Мне казалось тогда, что страна несется в космически непроницаемые
туманы. Не верилось, что под свист ветра в простреленных крышах, над
непробудными этими ночами, замешанными на саже и отчаянии, просочится
когда-нибудь стылый рассвет, просочится только для того, чтобы снова можно
было увидеть пустынные улицы и бегущих по ним неизвестно куда позеленевших
от холода и недоедания людей в заскорузлых обмотках, с винтовками всех марок
и калибров.
Пальцы сводило от стальных затворов. Все человеческое тепло было выдуто
без остатка из-под жидких шинелей и колючих бязевых рубах.
В ночь "фиолетового луча" в городе было мертвенно тихо. Даже
артиллерийский огонь замолк, и единственное, что было слышно,--это
отдаленный грохот колес. По этому характерному звуку опытные киевские жители
поняли, что из города в неизвестном направлении поспешно удаляются армейские
обозы.
Так оно и случилось.

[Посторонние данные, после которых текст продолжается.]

PR #2755, opened 2021-03-11
NODE-3008: Remove existing session from cloned cursors.

durran:
Port up to the 4.0 branch with added tests.


nbbeeken (approved):
Just the same note about the test formatting but otherwise LGTM 🚀

durran:
> Just the same note about the test formatting but otherwise LGTM 🚀

Updated without metadata.

PR #2756, opened 2021-03-15
NODE-3152: ensure AWS environment variables are applied properly

rose-m:
## Description
The AWS environment variables were not detected properly.

The checks for `username == null` and `password == null` would always return false as the static `merge(...)` method that is used to create an instance of `MongoCredentials` defaulted to an empty string as value for both.

Furthermore, the `AWS_SESSION_TOKEN` _must be applied_ if it is present in the environment variables and takes precedence over any other value. See https://github.com/mongodb/specifications/blob/master/source/auth/auth.rst#environment-variables:
> However, if AWS_SESSION_TOKEN is set Drivers MUST use its value as the session token.

The direct assignment of `AWS_SESSION_TOKEN` would also potentially fail as it happened that `this.mechanismProperties` was initialized with an already freezed object throwing an error. That's why I changed that to a destructured assignment.

With those changes I am able to run all my E2E tests in mongosh for AWS authentication successfully.

Please note that I did not know where to add test cases for the driver and would ask you to either give me a hint so I can add them or add them on your own :)

### DIFF
--- a/src/cmap/auth/mongo_credentials.ts
+++ b/src/cmap/auth/mongo_credentials.ts
@@ -61,16 +61,19 @@ export class MongoCredentials {
     this.mechanismProperties = options.mechanismProperties || {};
 
     if (this.mechanism.match(/MONGODB-AWS/i)) {
-      if (this.username == null && process.env.AWS_ACCESS_KEY_ID) {
+      if (!this.username && process.env.AWS_ACCESS_KEY_ID) {
         this.username = process.env.AWS_ACCESS_KEY_ID;
       }
 
-      if (this.password == null && process.env.AWS_SECRET_ACCESS_KEY) {
+      if (!this.password && process.env.AWS_SECRET_ACCESS_KEY) {
         this.password = process.env.AWS_SECRET_ACCESS_KEY;
       }
 
-      if (this.mechanismProperties.AWS_SESSION_TOKEN == null && process.env.AWS_SESSION_TOKEN) {
-        this.mechanismProperties.AWS_SESSION_TOKEN = process.env.AWS_SESSION_TOKEN;
+      if (!this.mechanismProperties.AWS_SESSION_TOKEN && process.env.AWS_SESSION_TOKEN) {
+        this.mechanismProperties = {
+          ...this.mechanismProperties,
+          AWS_SESSION_TOKEN: process.env.AWS_SESSION_TOKEN
+        };
       }
     }
 


src/cmap/auth/mongo_credentials.ts
```diff
@@ -61,16 +61,19 @@ export class MongoCredentials {
...
       }
 
-      if (this.password == null && process.env.AWS_SECRET_ACCESS_KEY) {
+      if (!this.password && process.env.AWS_SECRET_ACCESS_KEY) {
         this.password = process.env.AWS_SECRET_ACCESS_KEY;
       }
 
-      if (this.mechanismProperties.AWS_SESSION_TOKEN == null && process.env.AWS_SESSION_TOKEN) {
-        this.mechanismProperties.AWS_SESSION_TOKEN = process.env.AWS_SESSION_TOKEN;
+      if (process.env.AWS_SESSION_TOKEN) {
```
addaleax, line 72: I mean … does this not seem like a spec bug? I would really wonder what their reasons for this are, especially as the description for the credentials `AWS_SESSION_TOKEN` property also states:

> ***AWS_SESSION_TOKEN***
>   Drivers MUST allow the user to specify an AWS session token for authentication with temporary credentials.

durran: Yeah the spec seems to contradict itself in that section, reading to me like URI takes precedence, but if `AWS_SESSION_TOKEN` is there it takes precedence. I think maybe a SPEC ticket to clear that up?

I think for the purposes of this PR though - this looks good to me.

durran (approved):
LGTM

src/cmap/auth/mongo_credentials.ts
rose-m: I just tried opening a SPEC ticket - maybe I lack permissions to do that? Can anyone of you two check if they could open that up? 🤔

emadum: I think [DRIVERS-1405](https://jira.mongodb.org/browse/DRIVERS-1405) relates to this.

emadum (approved):

nbbeeken (approved):
LGTM Thanks @rose-m! I'll merge this soon (edit: Actually I've enabled the AWS Auth tests, so I'll wait on those, and we still have some spec convo above)

Just a heads up to the team: Looks like we need to back port this to 3.6 so I'll put that metadata into the ticket.

src/cmap/auth/mongo_credentials.ts
addaleax: That first paragraph quoted in that ticket is also relevant:

> The order in which Drivers MUST search for credentials is:
>
> #. The URI
> #. Environment variables
> #. The ECS endpoint if ``AWS_CONTAINER_CREDENTIALS_RELATIVE_URI`` is set. Otherwise, the EC2 endpoint.

I don’t know to what degree options as opposed to URI parameters are a Node.js-driver-specific concept, but I would also read this as saying that the environment variable should not take precedence over user-provided options.

I would undo this particular change here.

rose-m: After talking to @nbbeeken I've now changed that so the explicit authMechanismProperties take precedence similar as username and password. I'll therefore resolve that conversation.

PR #2757, opened 2021-03-15
NODE-3120: Ensure monitor has rtt pinger in when calculating rtt

durran:
I couldn't get the driver into a state where this would occur, which is why there's no unit test here. But the 1 line of code change is the same as in the 4.0 branch and wouldn't have any potential negative impact.


nbbeeken (approved):
LGTM!

PR #2758, opened 2021-03-15
NODE-3122: Always close gridfs upload stream on finish

durran:
Tests will hang on Node 14 so just updated Evergreen config with the fix.


nbbeeken (approved):
LGTM! 🚀  I suspect we need this fix in 4.0 as well right?

durran:
Yeah I'm doing a 4.0 PR now.

ex1st:
Should stream emit "close" on "error" also (after `__handleError`)? Thank you!

PR #2759, opened 2021-03-16
PORT: NODE-3122: Adds close event to GridFS stream.

durran:


emadum (commented):
The GridFS changes LGTM! 👍  

However the changes made directly to the `config.yml` to add fermium will be lost the next time the `generate_evergreen_tasks.js` script is run. Not sure if you'd prefer to fix that in this PR, or if we should just address it when we get to NODE-3106?

durran:
Oh I didn't realise it was generated. I'll remove that and pick up that ticket.

PR #2760, opened 2021-03-19
fix(NODE-2995): Add shared metadata MongoClient

nbbeeken:
## Description

Automatic client side encryption needs to perform metadata look ups
like listCollections. In situations where the connection pool size
is constrained or in full use it can be impossible for an operation
to proceed. Adding a separate client in these situations permits the
metadata look ups to proceed unblocking operations.

**What changed?**

I added a class to encapsulate the functionality of managing the internal client. We can discuss the details of how we want to manage this, for example if we feel the new class if overkill we can go to keeping things saved directly on the MongoClient. I made the prose tests somewhat programatic, but I still wanted them to be relatively easily debugged so there's some repetition in the design, of course sound off if we want this cleaner.

A spec test sync is included here, you can filter out the json and yaml files. An important note I synced with the tests written at the time of the meta client spec work since there's been changes since then relating to AWS temporary credentials. Just calling it out if you notice it doesn't match exactly.


nbbeeken:
[Tests should pass now](https://spruce.mongodb.com/version/6058cc0b2fbabe7ca009d406/tasks?page=0&sorts=STATUS%3AASC%3BBASE_STATUS%3ADESC&variant=%5Eubuntu1804-custom-csfle-tests%24)

Something to note, I made a custom variant for this situation where we need to run tests against changes in `mongodb-client-encryption` (https://github.com/mongodb/libmongocrypt/pull/168) that aren't yet released. This means merging these changes will break our ubuntu variants where we currently test against a released CSFLE version. I've updated run-tests.sh to pull in the latest, so once we release the fix then those tests will start to pass again. The changes to `mongodb-client-encryption` aren't required to be in sync with the driver, notably, [this line](https://github.com/mongodb/libmongocrypt/blob/e41f450ad5110eb1d8b8710b32de96aa2726e05f/bindings/node/lib/autoEncrypter.js#L103) falls back on the client provided in previous/current versions of the driver.

emadum (approved):
LGTM! 👍

durran (approved):
LGTM

PR #2761, opened 2021-03-22
NODE-3050: Fix Infinite Loop with Optional Require on Windows

durran:
This changes the dependency of require_optional to optional-require, which is currently maintained.

### DIFF
--- a/package.json
+++ b/package.json
@@ -47,7 +47,7 @@
     "bl": "^2.2.1",
     "bson": "^1.1.4",
     "denque": "^1.4.1",
-    "require_optional": "^1.0.1",
+    "optional-require": "^1.0.2",
     "safe-buffer": "^5.1.2"
   },
   "devDependencies": {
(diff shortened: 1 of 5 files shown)


package.json
```diff
@@ -47,7 +47,7 @@
     "bl": "^2.2.1",
     "bson": "^1.1.4",
     "denque": "^1.4.1",
-    "require_optional": "^1.0.1",
+    "optional-require": "^1.0.2",
```
nbbeeken, line 50: https://github.com/mongodb/node-mongodb-native/blob/a83541b58fbeb9fc7e323d87734c53ca4d6d2755/package.json#L19-L25

This section of package.json was used by the old lib, we can drop this along with this change.

durran: Thanks, I've updated.

emadum (approved):
LGTM 👍

nbbeeken (approved):

PR #2763, opened 2021-03-23
fix(NODE-3109): prevent servername from being IP

nbbeeken:
servername should only ever be a hostname. Add a condition
to check if the host is an IP and skip auto setting the servername.


emadum (approved):

durran (approved):
LGTM

PR #2765, opened 2021-03-24
NODE-3160: remove apm instrumentation decoration

durran:
As discussed, this PR splits out command monitoring from connection pooling as a refactoring in response to the found cyclic dependency between the connection pool and the events. The core problem is the relationship in the event names, which are defined on the connection pool but exported out of the events. This has been changed now so all the event naming is done in the connection pool to limit the depth of the refactoring for any code that would directly use the event constants on the events, as this would also be a backwards breaking change.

Утром город был свободен от петлюровцев, выметен
до последней соринки. Слухи о фиолетовых лучах для того и были пущены, чтобы
ночью уйти без помехи.
Киев, как это с ним бывало довольно часто, оказался без власти. Но
атаманы и окраинная "шпана" не успели захватить город. В полдень по Цепному
мосту в пару от лошадиных крупов, громе колес, криках, песнях и веселых
переливах гармошек вошли в город Богунский и Таращанский полки Красной
Армии, и снова вся жизнь в городе переломилась в самой основе.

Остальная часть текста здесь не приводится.